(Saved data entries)
━━━━━━━━━━━━━━━━━━━━━━━━━━━━━━
PR #305, opened 2020-07-27
Add a mini-language parser for generic GQL list filtering

Jaymel:
Defined a method to change the query statement to sql statement.


achimnol:
While I'm reviewing, please sign up the CLA and fix up the style issues indicated by lint checkers.

src/ai/backend/manager/models/minilang/queryfilter.py
```diff
@@ -0,0 +1,186 @@
...
+            'ne': '!='
+        }
+        self._JSON_PARSER = Lark(
+            Query2sql.__JSON_GRAMMER, parser='lalr', maybe_placeholders=False)
+
+    def query2tree(self, query):
+        if not checkBracket(query):
+            raise ValueError(r'''
+            Check the brackets in the query string.
+            ''')
```
achimnol, line 54: This is unncessary because the grammar already performs matching.
Test it by yourself.

src/ai/backend/manager/models/minilang/queryfilter.py
```diff
@@ -0,0 +1,186 @@
...
+            Check the quotes in the value string.
+            If you want to write quotes in the value string, use ' instead of ".
+            ''')
+        if not checkEscapeString(query):
+            raise ValueError(r'''
+            Be careful with the use of Escape string.
+            Escape string can only be used within value string.
+            Double Quotes(") can only be used to represent value string type.
+            If you want to write quotes in the value string, use ' instead of ".
+            ''')
```
achimnol, line 66: My expectation is that we should be able to have `\"` in `"`-strings and `\'` in `'`-strings, not only `"` in `'` strings and `'` in `"`-strings.

tests/manager/test_queryfilter.py
```diff
@@ -0,0 +1,135 @@
...
+
+Base.metadata.create_all(engine)
+session = Session()
+
+session.add_all([
+    User('tester', 'tester1', 30),
+    User('test\'er', 'tester2', 30),
+    User('test\'er ♪', 'tester3', 20)])
+
+session.commit()
```
achimnol, line 79: Put these as a fixture, instead of module-level codes, so that it is executed only when tests that actually requires the dummy db, and not when the test framework imports this module.

src/ai/backend/manager/models/minilang/queryfilter.py
```diff
@@ -0,0 +1,186 @@
...
+    def tree2where(self, tree):
+        filter_stack = []
+        count_stack = []
+        bracket_stack = []
+        where = ""
+        if tree.data != "filter":
+            tree = self.tree_partition(
+                tree, ret_table=False, ret_filter=True, ret_select=False)
+        tree = list(tree.iter_subtrees_topdown())
+        for i in range(len(tree)):
```
achimnol, line 116: How about using `enumerate()` to iterate over the index *and* the item with a single `for` statement?

src/ai/backend/manager/models/minilang/queryfilter.py
```diff
@@ -0,0 +1,186 @@
...
+                    where += token + " "
+                    if tree[i - 1].data != "pair":
+                        while bracket_stack:
+                            where = where[:-1]
+                            where += bracket_stack.pop()
+                    if filter_stack:
+                        where += self._FILTERS[filter_stack.pop()] + " "
+        if where[0] == "(" and where[-2] == ")":
+            where = where[1:-1]
+        return where[:-1]
```
achimnol, line 145: I think it would be better to generate the column object representation directly instead of generating the `where` string. Let's think about how we could start with a root expression, maybe `sa.sql.expression.true`.

tests/manager/test_queryfilter.py
```diff
@@ -0,0 +1,135 @@
...
+    assert where_clause == "(name = \"tester\" OR name = \"lablup\") AND age > 20"
+
+
+def test_deep_tree2select():
+    tree = q2s.query2tree(test_deep_json)
+    select_clause = q2s.tree2select(tree)
+    assert select_clause == "name, age"
+
+
+def test_escape_filter():
```
achimnol, line 118: Rename this following `escape_filter` renaming.

achimnol (approved):
Overall, LGTM about fulfilling my functional requirements.
Since your internship has finished, I will do some style/code clean up.

achimnol:
Now we need to use `ai.backend.manager.models.minilang.queryfilter.QueryFilterParser` in all paginated list GQL query resolver functions under `ai.backend.manager.models`.

achimnol:
I will file a new issue for the application of `QueryFilterParser`, after merging this.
━━━━━━━━━━━━━━━━━━━━━━━━━━━━━━
• [Problem description]
In the records, find every line that has the string "statement" and copy it.

• [Exercise response]
Defined a method to change the query statement to sql statement.
achimnol, line 116: How about using `enumerate()` to iterate over the index *and* the item with a single `for` statement?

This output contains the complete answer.